Bilinear interpolation is the extension of linear interpolation into two dimensions. Instead of interpolating a point on a line (as is the case with linear interpolation), in bilinear interpolation we are interpolating a point on a *plane*. But with our terrain, we have *two* planes per grid cell:

In this diagram, *n* and *m* are coordinates in our `heights`

array, corresponding to the vertex making up the grid cell. So if our `(x, y)`

point is in this grid cell, `n < x < n+1`

and `m < y < m+1`

.

Remember, a triangle defines a plane, and we used *two* triangles to define each grid cell in our terrain. So we need to know which triangle our point falls on.

This is why we wanted our diagonals to both face the same way, and also why we wanted them facing the way they do. If the fractional distance along either the x or y axis is greater than halfway (0.5 in our model coordinates), then we are on the upper-right triangle. The inverse is also true; if both coordinates are less than halfway, we’re in the lower left triangle. Any coordinate falling on line between the two triangles is shared by both.

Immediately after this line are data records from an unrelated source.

Issue #307, opened 2023-02-20
Enable parallel downloaing of repositories


kontura:
Librepo has an API for parallel downloading of repositories, added here: https://github.com/rpm-software-management/librepo/pull/95.

I believe this API is untested but it could be used by libdnf to achieve parallel downloading of repositories.

kontura:
> Why hasn't this been worked on? I have too many repositories, so it takes like 1-2 mins updating everyone of them 😢

We have actually just started looking into it.

Sergio00166:
making the repo data download in parallel will make dnf way faster bc is the slowest part, the rest is quite fast.

RoyaltyInTraining:
This issue is without a doubt my worst source of frustration with DNF. Most repositories connect **painfully slow**, and this gets worse with every single repo that is added to the system. I can't confirm this, but I suspect this issue also makes graphical package managers like Gnome Software unnecessarily sluggish.

Sergio00166:
Comparing others like pacman or apt are way faster than dnf bc of the slow (and secuencial) repo data download. That made me to think to move from fedora to ubuntu just for how slow dnf is.

kontura:
I have created first drafts for this functionality.
It is available in this COPR repository: https://copr.fedorainfracloud.org/coprs/amatej/dnf5-parallel/
Both new librepo and libdnf5 are needed.

I would be grateful for any testing but please keep in mind it is currently experimental.

Also it still sequentially checks if the repos are up to date but once/if we start the repository metadata download it should be done in parallel.

kontura:
Additional dnf5 [PR](https://github.com/rpm-software-management/dnf5/pull/2269) and librepo [PR](https://github.com/rpm-software-management/librepo/pull/338) were merged.

The final download ordering is (when there are no locally cached metadata):
1. Download all configured metalinks and mirrorlists in parallel
2. Download all configured repomds in parallel
3. Download the rest of configured metadata in parallel (primary, comps...) 

This is not perfect, all downloads from one step have to finish before the next step can start however changing this would require extensive refactoring with I believe only a small speed up.

Therefore I consider this issue resolved.
(There is one more outstanding [issue](https://github.com/rpm-software-management/dnf5/issues/2247) regarding some hopefully rare error messages.)

PR #2167, opened 2025-03-28
Enable parallel downloading of main repository metadata 

kontura:
Requires: https://github.com/rpm-software-management/librepo/pull/336

For https://github.com/rpm-software-management/dnf5/issues/307

I have also created a testing COPR: https://copr.fedorainfracloud.org/coprs/amatej/dnf5-parallel/

I am afraid this will be hard to review because the commits are quite interconnected and they don't really work separately.
I was considering making them more standalone but then the PR would contain code that is added just to be removed.

### DIFF
--- a/.packit.yaml
+++ b/.packit.yaml
@@ -86,6 +86,12 @@ jobs:
     fmf_ref: &CI_DNF_STACK_REF main
     tmt_plan: "^/plans/integration/behave-dnf5$"
     packages: [dnf5]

Let’s return to our `Terrain.GetHeightAt()`

method, and start refactoring it. First, we’ll want to change our out-of-bounds test to be slightly more exclusive, as we’ll be getting both the height values at both the lower-left corner (tx, ty) and the upper-right corner (tx + 1, ty + 1):

```
if (tx < 0 || ty < 0 || tx > width - 2 || ty > height - 2) return 0;
```

We can then delete the line `return heights[(int)tx, (int)ty];`

, and replace it with our test to determine which triangle we are in:

```
// Determine which triangle our coordinate is in
if(tx - (int)tx < 0.5 && ty - (int)ty < 0.5)
{
// In the lower-left triangle
}
else
{
// In the upper-right triangle
}
```

Let’s finish the lower-left triangle case first. We’ll start with the height at (tx, ty), and add the amount of change along the x-axis as we approach (tx + 1, ty), and the amount of change along the y-axis as we approach (tx, ty + 1).

```
// In the lower-left triangle
float xFraction = tx - (int)tx;
float yFraction = ty - (int)ty;
float xDifference = heights[(int)tx + 1, (int)ty] - heights[(int)tx, (int)ty];
float yDifference = heights[(int)tx, (int)ty + 1] - heights[(int)tx, (int)ty];
return heights[(int)tx, (int)ty]
+ xFraction * xDifference
+ yFraction * yDifference;
```

The upper-right triangle is similar, only we’ll start with the height at (tx + 1, ty + 1) and subtract the amount of change along the x-axis as we approach (tx, ty + 1), and the amount of change along the y-axis as we approach (tx + 1, ty).

```
// In the upper-right triangle
float xFraction = (int)tx + 1 - tx;
float yFraction = (int)ty + 1 - ty;
float xDifference = heights[(int)tx + 1, (int)ty + 1] - heights[(int)tx, (int)ty + 1];
float yDifference = heights[(int)tx + 1, (int)ty + 1] - heights[(int)tx + 1, (int)ty];
return heights[(int)tx + 1, (int)ty + 1]
- xFraction * xDifference
- yFraction * yDifference;
```

Now if you run your code, your camera should smootly glide over the terrain!

This `GetHeightAt()`

method can be used for other purposes as well. For example, we could scatter instances of the crates we developed previously across the terrain, using it to determine what thier Y-position should be.